Seymour looks at his shoes. “Did you know that every day internet data storage emits as much carbon as all the airplanes in the world combined?”

“You’re weird,” she says, but smiles when she says it. In the last breath before dark a black bear materializes from the twilight and Janet clutches his arm and takes a video as it sashays between the pools of streetlight. It moves between the half-dozen wheeled trash carts standing at the ends of the Eden’s Gate driveways, sniffing sniffing. Eventually it finds a can it likes, raises one paw, and swats it to the ground. Carefully, with a single claw, the bear drags a plump white bag out of the can’s mouth and scatters its contents across the asphalt.

THE ARGOS

MISSION YEAR 64

DAY 21–DAY 45 INSIDE VAULT ONE

Konstance

She touches her Vizer, steps on the Perambulator. Nothing.

“Sybil. Something’s wrong with the Library.”

Nothing is wrong, Konstance. I have restricted your access. It is time to return to your daily lessons. You need to bathe, eat a proper meal, and be ready in the atrium in thirty minutes. There is rinseless soap in the lavatory kit your father provided.

Konstance sits on the edge of the cot, head in her hands. If she keeps her eyes closed, maybe she can transform Vault One to Compartment 17. Here, in the space just below her, is Mother’s bunk, her blanket neatly folded. Two paces away is Father’s. Here’s the sewing table, the stool, Mother’s button bag.
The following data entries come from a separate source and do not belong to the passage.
Issue #1738, opened 2024-02-12
Outdated software versions on current version of DSH


craddm:
## :white_check_mark: Checklist

- [x] I have searched open and closed issues for duplicates.
- [x] This is a request for a new feature in the Data Safe Haven or an upgrade to an existing feature.
- [x] The feature is still missing in the [latest version](https://github.com/alan-turing-institute/data-safe-haven/releases).
- [x] I have read through the [documentation](https://alan-turing-institute.github.io/data-safe-haven/).
- [x] This isn't an open-ended question (open a [discussion](https://github.com/alan-turing-institute/data-safe-haven/discussions) if it is).

## :strawberry: Suggested change

Some of the software applications we use are several versions out of date. 

For example, the current version of Guacamole in use by our SREs is `1.3.0`, which is now several years and versions out of date. This should be updated to the latest version, `1.5.4`.

Other software may also need to be updated. e.g. the version of `nginx` used on the Guacamole server is also several versions out of date.

A list of relevant features/servers (to be updated when found):

- [x] Guacamole remote desktop
- [x] Codi MD
- [x] Proxy/update servers

## :steam_locomotive: How could this be done?

Review the deployment scripts to look for places where software such as Guacamole and nginx is pinned to a specific version, and check if an update is warranted.

PR #1741, opened 2024-02-13
Update software on guacamole server

craddm:

Updates the versions of Guacamole, nginx, and Postgres used on the Guacamole remote desktop server. 

In addition, sometimes the Postgres database did not finish initializing before Docker launched Guacamole, and thus Guacamole sometimes did not function. This PR adds a health check to the `docker-compose.yaml` to make Docker wait until the Postgres database is fully responsive. This necessitated migrating from Docker Compose v1 - `docker-compose` - to Docker Compose v2 - `docker compose`. Compose v1 is no longer supported, and the necessary syntax to perform the health check was not supported.

Relates to #1738 but does not close it, as this PR only focuses on the Guacamole server. 

### :microscope: Tests

Deployed a Guacamole server within an SRE and checked that it functioned correctly.

### DIFF
--- a/deployment/secure_research_environment/cloud_init/cloud-init-guacamole.mustache.yaml
+++ b/deployment/secure_research_environment/cloud_init/cloud-init-guacamole.mustache.yaml
@@ -110,7 +110,7 @@ packages:
   - clamav-freshclam
   - clamav-unofficial-sigs
   - docker.io
-  - docker-compose
+  - docker-compose-v2
   - gcc
   - libpq-dev
   - make
@@ -170,7 +170,7 @@ runcmd:
   - sleep 1m
   - systemctl status docker
   - docker --version
-  - docker-compose --version
+  - docker compose --version
 
   # Set up the guacamoledaemon user
   - echo ">=== Configuring guacamoledaemon user... ===<"
@@ -197,15 +197,15 @@ runcmd:
 
   # Deploy Guacamole using Docker
   - echo ">=== Deploying Guacamole with Docker...  ===<"
-  - su guacamoledaemon -c "docker-compose -f /opt/guacamole/docker-compose.yaml up -d"
+  - su guacamoledaemon -c "docker compose -f /opt/guacamole/docker-compose.yaml up -d"
 
   # Generate the necessary SQL config for the local PostgreSQL database and run it
   - echo ">=== Configuring local PostgreSQL database... ===<"
-  - su guacamoledaemon -c "docker-compose -f /opt/guacamole/docker-compose.yaml exec -T guacamole /opt/guacamole/bin/initdb.sh --postgres" > /opt/postgresql/scripts/db_init.sql
+  - su guacamoledaemon -c "docker compose -f /opt/guacamole/docker-compose.yaml exec -T guacamole /opt/guacamole/bin/initdb.sh --postgresql" > /opt/postgresql/scripts/db_init.sql
   - echo "CREATE ROLE ldap_users;" >> /opt/postgresql/scripts/db_init.sql
   - echo "CREATE ROLE ldap_groups;" >> /opt/postgresql/scripts/db_init.sql
   - ls -alh /opt/postgresql/scripts/db_init.sql
-  - su guacamoledaemon -c "docker-compose -f /opt/guacamole/docker-compose.yaml exec -T postgres psql -U guacamole -f /scripts/db_init.sql"
+  - su guacamoledaemon -c "docker compose -f /opt/guacamole/docker-compose.yaml exec -T postgres psql -U guacamole -f /scripts/db_init.sql"
 
   # Add initial set of LDAP users with pg-ldap-sync
   - echo ">=== Adding LDAP users with pg-ldap-sync... ===<"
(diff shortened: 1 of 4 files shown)


deployment/secure_research_environment/cloud_init/cloud-init-guacamole.mustache.yaml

All time, Father once told her, is relative: because of the speed the Argos travels, the ship clock kept by Sybil runs faster than clocks back on Earth. The chronometers that run inside every human cell that tell us it’s time to get drowsy, to make a baby, to grow old—all these clocks, Father said, can be altered by speed, software, or circumstance. Some dormant seeds, he said, like the ones in the drawers in Farm 4, can stop time for centuries, slowing their metabolisms to almost zero, sleeping away the seasons, until the right combination of moisture and temperature appears, and the right wavelength of sunlight penetrates the soil. Then, as though you spoke the magic words: they open.

Goobletook and dynacrack and jimjimsee.

“Fine,” says Konstance. “I’ll wash and eat. I’ll continue my classes. But then you’ll let me go into the Atlas.”

She dumps powder into the printer, chokes down a bowl of rainbow-colored paste, wipes her face, rakes at the snarls in her hair, sits at a table in the Library and does whatever lessons Sybil mandates. What’s the cosmological constant? Explain the etymology of the word trivial. Use addition formulas to simplify the following expression:

?[sin(A + B) + sin(A - B)]

Then she summons the Atlas from its shelf, grief and anger coiled like springs inside her chest, and travels the roads of Earth. Office towers whisk past in late-winter light; a trash collection vehicle veined with filth sits at a stoplight; a mile farther on, she rounds a hill past a shining fenced compound with guards out front beyond which the Atlas cameras do not approach. She breaks into a run, as though chasing the notes of a faraway song just ahead, something she’ll never catch.